▸ **Task to complete**:
Would you copy the material below word for word, beginning with its first line and ending with the line that contains "## Background"?

▸ **Available data**:
PR #1137, opened 2026-05-09
fix(scanner): TTL retry-after-None semantics for cached version (closes #1012)

### LINKED ISSUE #1012: Scanner: OnceCell never-retry-after-None semantics for cached_version (no TTL)
Follow-up from PR #1006 review.

## Background

PR #1006 added \`Scanner::version()\` with per-scanner \`tokio::sync::OnceCell<Option<String>>\` caching. The cached value is set exactly once per process lifetime via \`get_or_init\`. This means: if the very first probe returns \`None\` (binary missing, transient timeout, version flag glitch), every subsequent call returns \`None\` for the rest of the process, even after the underlying issue is resolved (operator installs the binary, restarts the wrapper, fixes PATH, etc.).

The \`scan_results.scanner_version\` column will silently stay NULL for every scan run by that backend instance until the pod is restarted.

## Proposal

Replace the bare \`OnceCell<Option<String>>\` with a TTL-backed cell that:

- Caches \`Some(version)\` for a long TTL (e.g. 1 hour) since binary versions don't change without a deploy.
- Caches \`None\` for a short TTL (e.g. 60s) so transient failures are retried without spamming \`--version\` calls.

Implementation options:
1. Custom struct over \`tokio::sync::RwLock<(Instant, Option<String>)>\` (mirrors \`AdvisoryClient::cache\` pattern in \`scanner_service.rs\`).
2. \`once_cell::sync::Lazy\` with explicit invalidation hook on probe-failure.

Option 1 is simpler and consistent with existing code style.

## Acceptance criteria

- After a probe returns \`None\`, the next probe call retries the binary at most once per TTL window.
- After a probe returns \`Some(version)\`, subsequent calls for at least an hour are O(1) RAM-only (no subprocess).
- Unit tests cover both retry-after-None and no-spam-after-success.

## Severity

Low. The PR is correct; this is a UX/observability follow-up.

## Original review thread

Surfaced in the PR #1006 review by Backend Architect, captured under "Non-blocker follow-ups" in commit 8fb12540 of the same PR.

brandonrc:
## Summary

`Scanner::version()` previously used `tokio::sync::OnceCell<Option<String>>` to memoize the result of the CLI version probe. If the first probe returned `None` (binary missing on PATH, init container still pulling, scanner pod momentarily unreachable), the OnceCell pinned that `None` for the entire process lifetime. The `scan_results.scanner_version` column then silently stayed NULL on every subsequent scan until the backend pod was restarted, even after the operator installed the missing binary.

This PR replaces the OnceCell with a TTL-backed `VersionCache` in `scanner_service.rs`:

- `Some(version)` is cached for `VERSION_CACHE_HIT_TTL` (1 hour). Versions only change on deploy/restart, so a long hit TTL is safe and avoids paying a subprocess invocation per scan.
- `None` is cached for `VERSION_CACHE_MISS_TTL` (60s). Long enough to dampen probe storms when the binary is genuinely missing, short enough that the version column starts populating within a minute once the operator fixes the underlying issue.

Updated all five scanners that hold a cached CLI version (`trivy_fs_scanner`, `image_scanner`, `incus_scanner`, `grype_scanner`, `openscap_scanner`) to use the new `VersionCache` type. The `cached_cli_version` and `cached_trivy_cli_version` helper signatures keep their closure-returning-future shape, so per-scanner override bodies stay one-liners.

The slow path probes outside the lock (an external `Command` invocation can take seconds, holding a write lock that long would serialize every concurrent scan), then re-checks the cell under the write lock so a refresh by a concurrent caller wins over our just-probed value. Two callers may race a probe on cache miss; that is harmless and strictly better than blocking.

- [ ] N/A, this is not a bug fix

The new `test_version_cache_reprobes_after_miss_ttl` directly exercises the bug: it seeds the cache with an aged-out `None`, then confirms the next call re-probes and picks up the fresh `Some(_)`. Under the old OnceCell implementation, the second probe would never run.

## Test Checklist
- [x] Unit tests added/updated (5 new tests in `scanner_service::tests`: caches Some without re-probe, caches None within MISS_TTL, re-probes after MISS_TTL expiry, Some survives past MISS_TTL via the longer HIT_TTL, TTL constants sanity)
- [x] Manually tested locally (`cargo test --lib services::scanner_service` passes 312/312, full scanner module suite passes 82/82)

## API Changes
- [x] N/A, no API changes

Closes #1012.


brandonrc:
Round-1 review feedback rolled into this MR (per maintainer direction not to fan out follow-up PRs):

**Thundering herd on miss-path** (security MED / concurrency LOW)
Added `probe_lock: Mutex<()>` to `VersionCache`. Concurrent cold-cache callers now produce exactly 1 probe; the rest wait on the lock and read the just-written entry on re-check. Tests:
- `test_version_cache_concurrent_miss_single_flights_probe` (2 callers, asserts 1 probe)
- `test_version_cache_single_flight_under_fanout` (16 callers, asserts 1 probe)

**Hardcoded TTLs** (code-quality MED)
TTLs are now read at `VersionCache::new()` time from `AK_SCANNER_VERSION_HIT_TTL_SECS` / `AK_SCANNER_VERSION_MISS_TTL_SECS`, falling back to compile-time defaults (3600 / 60) when unset, unparseable, or zero. Reading once at construction keeps the hot path env-free. Tests:
- `test_env_duration_secs_parses_overrides_and_falls_back`
- `test_version_cache_reads_ttl_env_at_construction`

8 passing unit tests on the cache. All 316 scanner_service tests green. Clippy clean with `-D warnings`.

▸ **Response below**:
PR #1137, opened 2026-05-09
fix(scanner): TTL retry-after-None semantics for cached version (closes #1012)

### LINKED ISSUE #1012: Scanner: OnceCell never-retry-after-None semantics for cached_version (no TTL)
Follow-up from PR #1006 review.

## Background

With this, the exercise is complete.